(DATA EXTRACTS Opens)

PR #245, opened 2024-01-29
Install bookinfo application before graph test [OSSM-5723]

ferhoyos:
To load some known graph and perform more precise in cypress tests, `bookinfo` demo application is installed in Openshift before graph test is run. This test has been modified to check that `bookinfo` graph summary has been loaded correctly.


plugin/cypress/support/commands.ts
```diff
@@ -10,25 +10,25 @@
...
-        cy.get('#inputPassword').type(password)
-        cy.get('button[type="submit"]').click();
-    })
-})
+  cy.visit('/').then(() => {
+    cy.log('OC_IDP: ', typeof idp, JSON.stringify(idp));
+    if (idp != undefined) {
+      cy.get('.pf-c-button').contains(idp).click();
+    }
+    cy.get('#inputUsername').clear().type(user);
```
ferhoyos, line 30: To run cypress test in local CRC I have to clear login input before typing. This should not affect login for OCP instances.

jmazzitelli:
I'm not crazy about duplicating all these hack scripts. We now have dups for download-istio, install-bookinfo-demo, wait-for-namespace .... not sure what others.

We change these hacks often, now we have to worry about changing them in multiple duplicate scripts.

Can we figure out a way to re-use? Even if its just "assume kiali/kiali is git cloned in a peer directory of kiali/openshift-servicemesh-plugin" so we can assume paths like "../../hack/" will work.

ferhoyos:
@jmazzitelli yes I have thought on this... I have just duplicated the files because it is a bit urgent to complete OSSMC GA tests and answer what to do with duplicated files in other PR. Since they are 1:1 copies, maybe it is a good option to duplicate all hacks script from kiali/kiali into `hacks/kiali` folder (similar like we do with application code). What do you think? Is it feasible to extend our `copy-frontend-src-to-ossmc.sh` script to copy hack scripts too?

hack/istio/install-bookinfo-demo.sh
nrfox, line 1: Do we need to copy these scripts directly? If they change in `kiali/kiali` we'll need to remember to update them here as well. Can we reference them as a url instead to keep `kiali/kiali` the source of truth?

nrfox (changes requested):

hack/istio/install-bookinfo-demo.sh
nrfox: Oops looks like mazz commented the same thing as me already...

nrfox: You could do something like `curl -sSL https://github.com/kiali/kiali/raw/master/hack/istio/install-bookinfo-demo.sh | bash`?

ferhoyos: But `install-bookinfo-demo.sh` makes calls to other hack scripts. Will it work if you only download that script?

ferhoyos: Notice that these scripts must be executed for OSSMC tests in Jenkins pipeline, so I am not sure if kiali/kiali git cloned in a peer directory will work for that use case....

jmazzitelli: Or... do a "git pull" or something like that to pull the hack/ directory down using https.

ferhoyos:
I download just `hack/istio` folder from kiali repo using git sparse checkout method. @nrfox @jmazzitelli are you ok with this approach?

jmazzitelli (commented):
Question: Is there a  reason you were not able to put the hack scripts under `_output`? I ask because that's the typical pattern in our kiali repos (the git-ignored and generated output is stored under the main `_output` directory). Is there a need to get these to go under the root "kiali" directory?

e.g. why not put them under `_output/kiali` and then call the scripts directly from there (`_output/kiali/hack/istio/download-istio.sh`)

As it is now, there is going to be this `kiali` directory that will look like its source but isn't really (at least it is git ignored so we won't accidentally check it in, but it does seem out of place).

ferhoyos:
No, there is no reason to be under `kiali` folder. Your approach makes sense, I have put the Kiali scripts under `_output` folder.

jmazzitelli (dismissed):
I haven't run this, but it looks OK to me.

plugin/cypress/support/step_definitions/hooks.ts
```diff
@@ -0,0 +1,127 @@
+import { Before } from '@badeball/cypress-cucumber-preprocessor';
+
+const CLUSTER1_CONTEXT = Cypress.env('CLUSTER1_CONTEXT');
+const CLUSTER2_CONTEXT = Cypress.env('CLUSTER2_CONTEXT');
```
ScriptingShrimp, line 4: Tests don't pass for me locally, bookinfo is not installed, will debug this for more detail.

I think this copypasta might be the issue, I will take a look if we can execute the bookinfo scripts more simpler than utilizing this hook from regular regression - that was maybe a bit over engineered approach 
```
   1) Graph page is displayed correctly
    ✓ Istio Config page is displayed correctly (6999ms)


  3 passing (1m)
  1 failing

  1) Kiali sidebar integration with OCP Console
       Graph page is displayed correctly:
     CypressError: `cy.exec('../_output/kiali/hack/istio/wait-for-namespace.sh -n bookinfo')` failed because the command exited with a non-zero code.

Pass `{failOnNonZeroExit: false}` to ignore exit code failures.

Information about the failure:
Code: 1

Stderr:
Error from server (NotFound): namespaces "kiali-operator" not found

https://on.cypress.io/exec
      at <unknown> (https://console-openshift-console.apps.pmarekipi.maistra.upshift.redhat.com/__cypress/runner/cypress_runner.js:119293:77)
      at tryCatcher (https://console-openshift-console.apps.pmarekipi.maistra.upshift.redhat.com/__cypress/runner/cypress_runner.js:1807:23)
      at Promise._settlePromiseFromHandler (https://console-openshift-console.apps.pmarekipi.maistra.upshift.redhat.com/__cypress/runner/cypress_runner.js:1519:31)
      at Promise._settlePromise (https://console-openshift-console.apps.pmarekipi.maistra.upshift.redhat.com/__cypress/runner/cypress_runner.js:1576:18)
      at Promise._settlePromise0 (https://console-openshift-console.apps.pmarekipi.maistra.upshift.redhat.com/__cypress/runner/cypress_runner.js:1621:10)
      at Promise._settlePromises (https://console-openshift-console.apps.pmarekipi.maistra.upshift.redhat.com/__cypress/runner/cypress_runner.js:1701:18)
      at _drainQueueStep (https://console-openshift-console.apps.pmarekipi.maistra.upshift.redhat.com/__cypress/runner/cypress_runner.js:2407:12)
      at _drainQueue (https://console-openshift-console.apps.pmarekipi.maistra.upshift.redhat.com/__cypress/runner/cypress_runner.js:2400:9)
      at Async._drainQueues (https://console-openshift-console.apps.pmarekipi.maistra.upshift.redhat.com/__cypress/runner/cypress_runner.js:2416:5)
      at Async.drainQueues (https://console-openshift-console.apps.pmarekipi.maistra.upshift.redhat.com/__cypress/runner/cypress_runner.js:2286:14)
  From Your Spec Code:
      at Context.eval (https://console-openshift-console.apps.pmarekipi.maistra.upshift.redhat.com/__cypress/tests?p=cypress/e2e/featureFiles/sidebar-navigation.feature:15941:34)

```

ScriptingShrimp (changes requested):

plugin/cypress/support/step_definitions/hooks.ts
ferhoyos: I have simplified the hook file removing tags that are not used in OSSMC tests and fixed a small issue in OSSMC creation yaml in manage-ossmc.sh script. Anyway these changes will not fix your issue. How have you installed OSSMC? Error says `kiali-operator` namespace is not found, you need the kiali operator installed to install OSSMC right?

ScriptingShrimp: I do install OSSMC by executing Cypress, which do install OSSMC [via this script ](https://github.com/kiali/openshift-servicemesh-plugin/blob/f8e93a36a41d6d06579057398256e41392de62a5/hack/manage-ossmc.sh#L11). The yaml is copied from [Kiali website](https://kiali.io/docs/installation/installation-guide/creating-updating-ossmconsole-cr/#installing-via-oc-cli) how to install OSSMC, so if I understand this correctly the Kiali operator belongs into `openshift-operators` namespace. 

I tried to modify scripts to execute the cypress hooks in correct namespace, still no luck. Currently I'm provisioning fresh cluster to verify whole downstream pipeline - its possible I have something miss-configured in my environment

ferhoyos: Yes, you are right. If you install Kiali operator from Openshift OperatorHub the Kiali operator belongs to `openshift-operators` namespace, not the `kiali-operator` one. In that case we will have to create specific `wait-for-namespace` script for OSSMC or modify the current one to include this case.

ScriptingShrimp: I retested whole pipeline and I again see installed Kiali operator like: 
image

So there is deployment named `kiali-operator` which do belong into `openshift-operators` namespace

The `wait-for-namespace` and other hacks scripts works for normal regression, so I'm not exactly sure where is the difference, imho we should look into that before modyfing hack scripts?

jmazzitelli:
I haven't read all of the notes here, but here are some things I think that will be helpful.

First, do not hardcode the namespace where you think the CR will be. It could be in `kiali-operator` if using our make targets to install things; or it could be in `openshift-operators` if things are installed via OLM. What you want your script to do is to find it dynamically. This is how you do it (I will assume you have one and only one Kiali CR installed):

```
KIALI_CR_NAMESPACE="$(oc get kiali --all-namespaces -o jsonpath='{..metadata.namespace}')"
```

That will output the namespace where the Kiali CR is located. If you do not know the name of the Kiali CR either, then you can do this to get the name and the namespace of the Kiali CR:

```
KIALI_CR_NAMESPACE_NAME="$(oc get kiali --all-namespaces -o custom-columns=NS:.metadata.namespace,N:.metadata.name --no-headers | sed 's/  */:/g')"
KIALI_CR_NAMESPACE="$(echo ${KIALI_CR_NAMESPACE_NAME} | cut -d: -f1)"
KIALI_CR_NAME="$(echo ${KIALI_CR_NAMESPACE_NAME} | cut -d: -f2)"
```

OK, at this point, you have the Kiali CR namespace (and I assume you know the name, too). Next you want to wait for the operator to finish reconciling the CR. We do something similar in our molecule tests as you see [here](https://github.com/kiali/kiali-operator/blob/v1.79.0/molecule/common/wait_for_kiali_cr_changes.yml#L12-L13)):

1. Get the reason and status for condition whose message is "Awaiting next reconciliation" (if there IS no condition whose message is "Awaiting next reconciliation" then the reconciliation is not done yet and you need to keep waiting):
KIALI_CR_REASON="$(oc get kiali $KIALI_CR_NAME -n $KIALI_CR_NAMESPACE -o jsonpath='{.status.conditions[?(@.message=="Awaiting next reconciliation")].reason}')"
KIALI_CR_STATUS="$(oc get kiali $KIALI_CR_NAME -n $KIALI_CR_NAMESPACE -o jsonpath='{.status.conditions[?(@.message=="Awaiting next reconciliation")].status}')"
2. If KIALI_CR_REASON is  "Successful" and KIALI_CR_STATUS is "True" then you can stop waiting - the operator has finished reconciling the CR. Otherwise keep waiting.

I am not sure if you can use those conditions in a "oc wait" command. I thought it was possible, but I can't find it in my notes - I looked into this a while ago. If I find it, I'll add another comment, but you can easily do the above in a script. Something like (I just tested this myself and it works):

```bash
KIALI_CR_NAMESPACE_NAME="$(oc get kiali --all-namespaces -o custom-columns=NS:.metadata.namespace,N:.metadata.name --no-headers | sed 's/  */:/g')"
KIALI_CR_NAMESPACE="$(echo ${KIALI_CR_NAMESPACE_NAME} | cut -d: -f1)"
KIALI_CR_NAME="$(echo ${KIALI_CR_NAMESPACE_NAME} | cut -d: -f2)"

echo -n "Waiting for operator to finish reconciling the CR named [$KIALI_CR_NAME] located in namespace [$KIALI_CR_NAMESPACE]"
while [ "$KIALI_CR_REASON" != "Successful" -o "$KIALI_CR_STATUS" != "True" ]; do
  sleep 1
  echo -n "."
  KIALI_CR_REASON="$(oc get kiali $KIALI_CR_NAME -n $KIALI_CR_NAMESPACE -o jsonpath='{.status.conditions[?(@.message=="Awaiting next reconciliation")].reason}')"
  KIALI_CR_STATUS="$(oc get kiali $KIALI_CR_NAME -n $KIALI_CR_NAMESPACE -o jsonpath='{.status.conditions[?(@.message=="Awaiting next reconciliation")].status}')"
done
echo
echo "Done reconciling"
```

plugin/cypress/support/step_definitions/hooks.ts
jmazzitelli: FYI: by default, the Kiali Server will be installed in the same namespace where the Kiali CR is. If you are running in an OLM environment where the operator is installed in "openshift-operators" and you create the CR via the OpenShift Console GUI, the Kiali CR will be created in "openshift-operators". By default, therefore, the Kiali Server will be installed in that namespace, too. If you do not want that behavior, override the default by explicitly setting `spec.deployment.namespace` in the Kiali CR. For the docs on this setting, see: https://kiali.io/docs/configuration/kialis.kiali.io/#.spec.deployment.namespace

(DATA EXTRACTS Closes)

The lines to return begin at the first line of the records and end at the line holding "nrfox: Oops looks"; please return them exactly, including both, and nothing beyond.

PR #245, opened 2024-01-29
Install bookinfo application before graph test [OSSM-5723]

ferhoyos:
To load some known graph and perform more precise in cypress tests, `bookinfo` demo application is installed in Openshift before graph test is run. This test has been modified to check that `bookinfo` graph summary has been loaded correctly.


plugin/cypress/support/commands.ts
```diff
@@ -10,25 +10,25 @@
...
-        cy.get('#inputPassword').type(password)
-        cy.get('button[type="submit"]').click();
-    })
-})
+  cy.visit('/').then(() => {
+    cy.log('OC_IDP: ', typeof idp, JSON.stringify(idp));
+    if (idp != undefined) {
+      cy.get('.pf-c-button').contains(idp).click();
+    }
+    cy.get('#inputUsername').clear().type(user);
```
ferhoyos, line 30: To run cypress test in local CRC I have to clear login input before typing. This should not affect login for OCP instances.

jmazzitelli:
I'm not crazy about duplicating all these hack scripts. We now have dups for download-istio, install-bookinfo-demo, wait-for-namespace .... not sure what others.

We change these hacks often, now we have to worry about changing them in multiple duplicate scripts.

Can we figure out a way to re-use? Even if its just "assume kiali/kiali is git cloned in a peer directory of kiali/openshift-servicemesh-plugin" so we can assume paths like "../../hack/" will work.

ferhoyos:
@jmazzitelli yes I have thought on this... I have just duplicated the files because it is a bit urgent to complete OSSMC GA tests and answer what to do with duplicated files in other PR. Since they are 1:1 copies, maybe it is a good option to duplicate all hacks script from kiali/kiali into `hacks/kiali` folder (similar like we do with application code). What do you think? Is it feasible to extend our `copy-frontend-src-to-ossmc.sh` script to copy hack scripts too?

hack/istio/install-bookinfo-demo.sh
nrfox, line 1: Do we need to copy these scripts directly? If they change in `kiali/kiali` we'll need to remember to update them here as well. Can we reference them as a url instead to keep `kiali/kiali` the source of truth?

nrfox (changes requested):

hack/istio/install-bookinfo-demo.sh
nrfox: Oops looks like mazz commented the same thing as me already...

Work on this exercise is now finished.